> What this task involves: Your job is to set down the stretch of entries that opens with the line containing "## Data/Catalog checklist" and closes with the line containing "Issue #1295, opened 2025-10-23". Keep both end lines, copy each exactly, and add nothing.

> Material provided:

PR #1308, opened 2025-11-05
Remove io submodule

### LINKED ISSUE #1289: Rename 'io' submodule
### Kind of request

### Enhancement Description

When debugging in python, submodules that carry the same name as a Python build-in library (e.g. 'io') can result in unexpected behaviour. Most of the time it will result in the debugger just closing after a certain point. Therefore it is highly discouraged (also from a practical standpoint when importing modules) to name a submodule the same as build-in Python libraries. I would suggest to rename the 'io' submodule to something else, even something as stupid as 'hio' (standing for e.g. hydromt io) can be enough.

### Use case

Debugging.

### Additional Context

No.

aslowwriter:
## Issue addressed

Fixes #1289 

## Explanation

We decided that rather than rename the io module, we might as well get rid of it and just have the readers and writers in the root module. 

## General Checklist

- [x] Updated documentation
- [x] Updated changelog.rst

## Data/Catalog checklist


tests/test_readers.py
deltamarnix, line 1: Please move this test

tests/test_writers.py
deltamarnix, line 1: Please move this test

tests/test_readers.py
aslowwriter: good point

Issue #1295, opened 2025-10-23
Cleanup code duplication in the `DataSource` and `Driver` classes


LuukBlom:
Currently there is a lot of code duplication between all the `DataSource` classes, especially in the `read_data` functions. 

Essentially every function has this structure: 
```python
    def read_data(...)
        # required:
        self._mark_as_used()
        self._log_start_read_data()

        # optional:
        vrs: Optional[List[str]] = self.data_adapter._to_source_variables(variables)
        if bbox is not None or (mask is not None and buffer > 0):
            mask = _parse_geom_bbox_buffer(mask, bbox, buffer)

        # required:
        time_range: TimeRange = self.data_adapter._to_source_timerange(time_range)
        uris: List[str] = self.uri_resolver.resolve(...)
        data: pd.DataFrame = self.driver.read(...)
        return self.data_adapter.transform(...)
```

> Exercise output:
## Data/Catalog checklist


tests/test_readers.py
deltamarnix, line 1: Please move this test

tests/test_writers.py
deltamarnix, line 1: Please move this test

tests/test_readers.py
aslowwriter: good point

Issue #1295, opened 2025-10-23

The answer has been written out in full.